● REQUIREMENT
Exact copies of all the records are to be printed.

DATA FOR THIS TASK below:

Issue #2644, opened 2017-05-29
Error in XQuestScores on Windows


jpfeuffer:
Shadowed in the nightlies by the general C++11 failure.

```
3>..\..\..\OpenMS\src\openms\source\ANALYSIS\XLMS\XQuestScores.cpp(109): error C2668: 'pow' : ambiguous call to overloaded function
3>          c:\Program Files (x86)\Microsoft Visual Studio 10.0\VC\include\math.h(497): could be 'double pow(double,int)'
3>          c:\Program Files (x86)\Microsoft Visual Studio 10.0\VC\include\math.h(122): or       'double pow(double,double)'
3>          while trying to match the argument list '(double, OpenMS::Size)'
3>..\..\..\OpenMS\src\openms\source\ANALYSIS\XLMS\XQuestScores.cpp(113): error C2668: 'pow' : ambiguous call to overloaded function
3>          c:\Program Files (x86)\Microsoft Visual Studio 10.0\VC\include\math.h(497): could be 'double pow(double,int)'
3>          c:\Program Files (x86)\Microsoft Visual Studio 10.0\VC\include\math.h(122): or       'double pow(double,double)'
3>          while trying to match the argument list '(double, OpenMS::Size)'
```

jpfeuffer:
So this is solved right? Please reopen if not.

enetz:
This should be solved by #2650 , but I could not reproduce the error locally, so I could not test it directly.

PR #2443, opened 2017-03-03
Protein-Protein XLMS Part II: OpenProXL, XL-MS search engine

enetz:
Includes two utils, OpenProXL and OpenProXLLF (for labeled and label-free cross-linkers),
and TheoreticalSpectrumGenerators for XL-MS.

A minor error in IDMapper is also fixed.

PR #2650, opened 2017-05-30
[FIX] fixed ambiguous function calls with casts and removed C11 code

enetz:
adresses #2644 and a remaining issue in #2443

### DIFF
--- a/src/openms/include/OpenMS/ANALYSIS/XLMS/OPXLHelper.h
+++ b/src/openms/include/OpenMS/ANALYSIS/XLMS/OPXLHelper.h
@@ -133,7 +133,7 @@ namespace OpenMS
        * @param scan_index The index of the current spectrum
        * @param scan_index_heavy The index of the heavy spectrum in a spectrum pair with labeled linkers
        */
-      static void buildPeptideIDs(std::vector<PeptideIdentification> & peptide_ids, const std::vector< OPXLDataStructs::CrossLinkSpectrumMatch > & top_csms_spectrum, std::vector< std::vector< OPXLDataStructs::CrossLinkSpectrumMatch > > & all_top_csms, Size all_top_csms_current_index, const PeakMap & spectra, Size scan_index, Size scan_index_heavy = NULL);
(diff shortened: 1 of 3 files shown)


timosachsenberg:
maybe also fix compile warning:
```
In file included from /nfs/wsi/abi/old-data/sachsenb/OpenMS_IDE/src/openms/source/ANALYSIS/XLMS/OPXLHelper.cpp:35:0:
/nfs/wsi/abi/old-data/sachsenb/OpenMS_IDE/src/openms/include/OpenMS/ANALYSIS/XLMS/OPXLHelper.h:136:352: warning: converting to non-pointer type ‘OpenMS::Size {aka long unsigned int}’ from NULL [-Wconversion-null]
       static void buildPeptideIDs(std::vector<PeptideIdentification> & peptide_ids, const std::vector< OPXLDataStructs::CrossLinkSpectrumMatch > & top_csms_spectrum, std::vector< std::vector< OPXLDataStructs::CrossLinkSpectrumMatch > > & all_top_csms, Size all_top_csms_current_index, const PeakMap & spectra, Size scan_index, Size scan_index_heavy = NULL);
```

jpfeuffer:
Do you know if the original PR is already in master? If so we have to cherry-pick this one,too.
master builds should start showing up on CDash tomorrow.

timosachsenberg:
cool, will cherry-pick

timosachsenberg:
I think these files are not in master.

enetz:
I can confirm, that these files are not in master.

timosachsenberg:
can you take a look at the failing tests in http://cdash.openms.de/viewTest.php?onlyfailed&buildid=225727
Maybe there are still some bugs hidden in the cross-linking code

enetz:
I had a similar issue with different compilers. The UTIL tests for OpenPepXL read in small examples of real experimental data. It seems there is a peak very close to being matched to a theoretical peak and because of different precisions of the double type of different compiler versions or something similar, sometimes it is matched and sometimes not (the result is always reproducible with the same compiler).
From what I saw clang 3.4 and gcc 4.6 do match that peak (e.g. the travis test builds), but  clang 3.8 and gcc 4.8 do not, so it makes sense that gcc 5.2 also does not match that peak.
Is there a simple way to remove one specific peak from an mzML file?
Although it would take quite some time just to find it, I think.
Or is there a way to make such a comparison more consistent across multiple compilers?

timosachsenberg:
ok its strange because doubles should be the same size...
what you could do is try to apply the window mower filter (e.g. with a small window of 0.001 Da) and write out a new test file. that way you could make sure that no close neighboring peak is in the data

End of DATA FOR THIS TASK.

● YOUR SOLUTION
Issue #2644, opened 2017-05-29
Error in XQuestScores on Windows


jpfeuffer:
Shadowed in the nightlies by the general C++11 failure.

```
3>..\..\..\OpenMS\src\openms\source\ANALYSIS\XLMS\XQuestScores.cpp(109): error C2668: 'pow' : ambiguous call to overloaded function
3>          c:\Program Files (x86)\Microsoft Visual Studio 10.0\VC\include\math.h(497): could be 'double pow(double,int)'
3>          c:\Program Files (x86)\Microsoft Visual Studio 10.0\VC\include\math.h(122): or       'double pow(double,double)'
3>          while trying to match the argument list '(double, OpenMS::Size)'
3>..\..\..\OpenMS\src\openms\source\ANALYSIS\XLMS\XQuestScores.cpp(113): error C2668: 'pow' : ambiguous call to overloaded function
3>          c:\Program Files (x86)\Microsoft Visual Studio 10.0\VC\include\math.h(497): could be 'double pow(double,int)'
3>          c:\Program Files (x86)\Microsoft Visual Studio 10.0\VC\include\math.h(122): or       'double pow(double,double)'
3>          while trying to match the argument list '(double, OpenMS::Size)'
```

jpfeuffer:
So this is solved right? Please reopen if not.

enetz:
This should be solved by #2650 , but I could not reproduce the error locally, so I could not test it directly.

PR #2443, opened 2017-03-03
Protein-Protein XLMS Part II: OpenProXL, XL-MS search engine

enetz:
Includes two utils, OpenProXL and OpenProXLLF (for labeled and label-free cross-linkers),
and TheoreticalSpectrumGenerators for XL-MS.

A minor error in IDMapper is also fixed.

PR #2650, opened 2017-05-30
[FIX] fixed ambiguous function calls with casts and removed C11 code

enetz:
adresses #2644 and a remaining issue in #2443

### DIFF
--- a/src/openms/include/OpenMS/ANALYSIS/XLMS/OPXLHelper.h
+++ b/src/openms/include/OpenMS/ANALYSIS/XLMS/OPXLHelper.h
@@ -133,7 +133,7 @@ namespace OpenMS
        * @param scan_index The index of the current spectrum
        * @param scan_index_heavy The index of the heavy spectrum in a spectrum pair with labeled linkers
        */
-      static void buildPeptideIDs(std::vector<PeptideIdentification> & peptide_ids, const std::vector< OPXLDataStructs::CrossLinkSpectrumMatch > & top_csms_spectrum, std::vector< std::vector< OPXLDataStructs::CrossLinkSpectrumMatch > > & all_top_csms, Size all_top_csms_current_index, const PeakMap & spectra, Size scan_index, Size scan_index_heavy = NULL);
(diff shortened: 1 of 3 files shown)


timosachsenberg:
maybe also fix compile warning:
```
In file included from /nfs/wsi/abi/old-data/sachsenb/OpenMS_IDE/src/openms/source/ANALYSIS/XLMS/OPXLHelper.cpp:35:0:
/nfs/wsi/abi/old-data/sachsenb/OpenMS_IDE/src/openms/include/OpenMS/ANALYSIS/XLMS/OPXLHelper.h:136:352: warning: converting to non-pointer type ‘OpenMS::Size {aka long unsigned int}’ from NULL [-Wconversion-null]
       static void buildPeptideIDs(std::vector<PeptideIdentification> & peptide_ids, const std::vector< OPXLDataStructs::CrossLinkSpectrumMatch > & top_csms_spectrum, std::vector< std::vector< OPXLDataStructs::CrossLinkSpectrumMatch > > & all_top_csms, Size all_top_csms_current_index, const PeakMap & spectra, Size scan_index, Size scan_index_heavy = NULL);
```

jpfeuffer:
Do you know if the original PR is already in master? If so we have to cherry-pick this one,too.
master builds should start showing up on CDash tomorrow.

timosachsenberg:
cool, will cherry-pick

timosachsenberg:
I think these files are not in master.

enetz:
I can confirm, that these files are not in master.

timosachsenberg:
can you take a look at the failing tests in http://cdash.openms.de/viewTest.php?onlyfailed&buildid=225727
Maybe there are still some bugs hidden in the cross-linking code

enetz:
I had a similar issue with different compilers. The UTIL tests for OpenPepXL read in small examples of real experimental data. It seems there is a peak very close to being matched to a theoretical peak and because of different precisions of the double type of different compiler versions or something similar, sometimes it is matched and sometimes not (the result is always reproducible with the same compiler).
From what I saw clang 3.4 and gcc 4.6 do match that peak (e.g. the travis test builds), but  clang 3.8 and gcc 4.8 do not, so it makes sense that gcc 5.2 also does not match that peak.
Is there a simple way to remove one specific peak from an mzML file?
Although it would take quite some time just to find it, I think.
Or is there a way to make such a comparison more consistent across multiple compilers?

timosachsenberg:
ok its strange because doubles should be the same size...
what you could do is try to apply the window mower filter (e.g. with a small window of 0.001 Da) and write out a new test file. that way you could make sure that no close neighboring peak is in the data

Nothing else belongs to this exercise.